# Uomini e donne



## Persa/Ritrovata (10 Ottobre 2007)

L'ho già chiesto O.T. su forum libero, ma forse merita una disquisizione "culturale".
Avete mai visto "Uomini e donne" di Maria de Filippi il pomeriggio su canale5?
Io solo a frammenti (ammetto di non essere riuscita a resistere una puntata intera), ma non ne riesco a capire il senso!
E cosa pensano di guardare coloro che la seguono.


----------



## Fedifrago (10 Ottobre 2007)

Persa/Ritrovata ha detto:


> L'ho già chiesto O.T. su forum libero, ma forse merita una disquisizione "culturale".
> Avete mai visto "Uomini e donne" di Maria de Filippi il pomeriggio su canale5?
> Io solo a frammenti (ammetto di non essere riuscita a resistere una puntata intera), ma non ne riesco a capire il senso!
> E cosa pensano di guardare coloro che la seguono.

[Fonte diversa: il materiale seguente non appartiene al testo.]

PR #815, opened 2020-05-18
Make Array.range safe

### LINKED ISSUE #776: Array.range should guard against nonsensical input

hellerve:
This PR makes `Array.range` safe. I first wanted to make the error case return a `String`, but `String.copy` is not yet available in the `Array` module. It fixes #776 

Cheers

### DIFF
--- a/core/ArrayExt.carp
+++ b/core/ArrayExt.carp
@@ -24,8 +24,8 @@ the input given was wrong, containing an error message.")
             (set! e (+ e step))))
         (Result.Success x))))
 
-  (doc range-or-default "is an unsafe version of [`range](#range). It returns
-an empty array on failure.")
+  (doc range-or-default "is a version of [`range`](#range) that returns an empty
+array on failure.")
   (defn range-or-default [start end step]
     (Result.from-success (range start end step) []))
 )
--- a/core/ArrayExt.carp
+++ b/core/ArrayExt.carp
@@ -24,8 +24,8 @@ the input given was wrong, containing an error message.")
             (set! e (+ e step))))
         (Result.Success x))))
 
-  (doc unsafe-range "is an unsafe version of [`range](#range). It returns an
-empty array on failure.")
-  (defn unsafe-range [start end step]
+  (doc range-or-default "is an unsafe version of [`range](#range). It returns
+an empty array on failure.")
+  (defn range-or-default [start end step]
     (Result.from-success (range start end step) []))
 )
--- a/core/ArrayExt.carp
+++ b/core/ArrayExt.carp
@@ -1,0 +1,31 @@
+; we extend the array module, now that we have strings
+(defmodule Array
+  (doc range "creates an array from `start` to `end` with `step` between them
+(the elements must support `<`, `<=`, `>=`, and `to-int`).
+
+It returns a `Result.Success` if the input was right, and a `Result.Error` if
+the input given was wrong, containing an error message.")
+  (defn range [start end step]
+    (cond
+      (= step (zero))
+        (Result.Error @"`Array.range` cannot be called with step size `0`.")
+      (and (< start end) (< step (zero)))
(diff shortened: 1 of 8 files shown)


eriksvedang:
while the safety of this is obviously great, the usability seems to *really* take a hit. Now you both need to pull out the range and match on it and then understand some error codes. Doesn’t seem worth it to me... I kinda missed the discussion on this one in the chat though, so I might be missing some important things to consider.

hellerve:
There are two cases especially that can make your program crash, setting the `step` to `0` and going backwards when you should be going forwards.

A step size of `0` will lead to an infinite loop, going in the wrong direction will leave you with uninitialized memory. Both of those are unacceptable and dangerous IMO.

jacereda:
Why choose? I'd have `range` call `unsafe-range` after validation...

hellerve:
Right, I actually came to this conclusion too and mentioned it in the chat; I should’ve probably crossposted here. @eriksvedang would that make you less concerned about the UX of this PR?

eriksvedang:
Personally I'd be happy with just returning an empty array in those problematic cases (I totally agree that the current behaviour is really bad and confusing). But everyone else thinks the more type heavy approach is better, I'm fine with it. In that case maybe define the function in a new file later on so that it's possible to get String error messages?

hellerve:
I’m more or less fine with either, but I think just returning an empty array can lead to cascading failure cases that are potentially hard to debug for the users. We could define `unsafe-range` to be:

```
(defn unsafe-range [start end step]
   (Result.from-success (range start end step) []))
```

to get both behaviors: `unsafe-range` also doesn’t crash then, and `range` is the more “heavy-handed”, but safe approach. What do y’all think?

eriksvedang:
I think adding both safe/unsafe is a good solution then. But can we put it into something like `Array_ext.carp` to be able to get a string error message? Or maybe we could have a specific error sumtype with the different cases that can go wrong for `range`? You can always stringyfying that if you don't want to handle each case.

hellerve:
Sounds good. I’ll make the changes tomorrow :)

hellerve:
I updated this :)

GrayJack:
I think that is `unsafe-range` the way it is now if not unsafe.

I think would be better naming if  `range` returned empty array in fail cases and a `try-range` that returns a `Result`.

But since I think I'm long past the naming discussion, maybe the function that return empty array in fail cases should be called `range-or-default` or `range-default`, or any other thing other than `unsafe-range`, since it's not really unsafe.

eriksvedang:
@hellerve What's your take on @GrayJack's comment? I kinda agree that unsafe should be reserved for things that can crash... (which `unsafe-range` can't, right?)

Funny how such a innocent looking function can cause so much trouble :)

hellerve:
Yeah, I’d be happy to rename it; I guess `range-or-default` is the appropriate name?

eriksvedang:
OK, lets go with that.

core/ArrayExt.carp
```diff
@@ -0,0 +1,31 @@
...
+               op (if (< start end) <= >=)]
+        (while (op e end)
+          (do
+            (aset! &x i e)
+            (set! i (Int.inc i))
+            (set! e (+ e step))))
+        (Result.Success x))))
+
+  (doc range-or-default "is an unsafe version of [`range](#range). It returns
+an empty array on failure.")
```
GrayJack, line 28: Maybe a better doc string could be "is a versions of [`range`](#range) that defaults to an empty array on failure"?

hellerve: Good point! I updated the docstring :)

Per fortuna al pomeriggio lavoro!!!


----------



## Iris (10 Ottobre 2007)

Io penso che la De Filippi andrebbe vietata ai minori. Il marito poi... 

	
	
		
		
	


	





Comunque la tele in genere la tengo spenta.


----------



## Persa/Ritrovata (10 Ottobre 2007)

*concordo*



Iris ha detto:


> Io penso che la De Filippi andrebbe vietata ai minori. Il marito poi...
> 
> 
> 
> ...


Anche i frammenti che ho visto di C'è posta per te sono di un'oscenità imbarazzante ...e mi domando come possano persone conosciute e no prestarsi a una cosa del genere...
Ma l'ho proposta come discussione culturale proprio per comprendere il senso di proporre e di seguire un programma simile!
C'è posta per te è osceno, ma ne comprendo il senso di intrusione nelle vicende altrui da paese per chi ...non può più dare cattivo esempio, ma Uomini e donne mi è incomprensibile...


----------



## Iris (10 Ottobre 2007)

*Persa*

ci vanno perchè li pagano!!!
Quel mascalzone di Costanzo ha preteso la direzione del Brancaccio, affidata con ottimi risultati a Proietti.
Proietti, che avrà i suoi difetti, ma certamente non ha eno meriti di Costanzo, e soprattutto di teatro ne sa qualcosa, se ne è andato.
Risultato? Il Brancaccio per adesso è chiuso.
Che bellezza!!!
Tanta televisione spazzatura in più, e un teatro in meno
Questa è civiltà!!!


----------



## Lettrice (10 Ottobre 2007)

Da studentessa con le mie coinquiline ci facevamo le risate nere a guardare quel programma ...  

	
	
		
		
	


	

















Lo ricordo con piacere, ma si e' una boiata e andrebbe presa come tale


----------



## Old Lillyna19 (10 Ottobre 2007)

Lettrice ha detto:


> Da studentessa con le mie coinquiline ci facevamo le risate nere a guardare quel programma ...
> 
> 
> 
> ...


Anche io e il mio ragazzo qualche volta lo guardiamo ( a lui piace) e sì, fa ridere. Ci stanno certi ignoranti che partecipano...e che dire delle galline del pubblico?
Però occhio a non guardarlo troppo, intontisce.


----------



## Persa/Ritrovata (10 Ottobre 2007)

*finalmente*



Lillyna19 ha detto:


> Anche io e il mio ragazzo qualche volta lo guardiamo ( a lui piace) e sì, fa ridere. Ci stanno certi ignoranti che partecipano...e che dire delle galline del pubblico?
> Però occhio a non guardarlo troppo, intontisce.


Spiegamelo...per favore!


----------



## Insonne di Seattle (10 Ottobre 2007)

tempo fa in un film di Verdone, "Perdiamoci di Vista", ai primi degli anni 90, si prendeva per il culo la tv urlata. infatti Verdone era il conduttore di una trasmissione chiamata "Galline da Combattimento" in cui un marito, la moglie e l'amante se ne dicevano di tutti i colori, con volgarità inaudite, ed intorno il pubblico urlava e schiamazzava.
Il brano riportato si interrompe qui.